▶ WORK TASK: Only the lines from the one with "[C50] Alert on" through the end of the material, both ends included, should be retyped exactly.

▶ DATA BLOCK:
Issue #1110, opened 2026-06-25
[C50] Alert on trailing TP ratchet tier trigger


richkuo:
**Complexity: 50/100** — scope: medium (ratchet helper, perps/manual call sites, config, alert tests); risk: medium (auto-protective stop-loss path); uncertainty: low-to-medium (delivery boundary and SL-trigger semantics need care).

▶ PROBLEM SOLUTION:
[C50] Alert on trailing TP ratchet tier trigger


richkuo:
**Complexity: 50/100** — scope: medium (ratchet helper, perps/manual call sites, config, alert tests); risk: medium (auto-protective stop-loss path); uncertainty: low-to-medium (delivery boundary and SL-trigger semantics need care).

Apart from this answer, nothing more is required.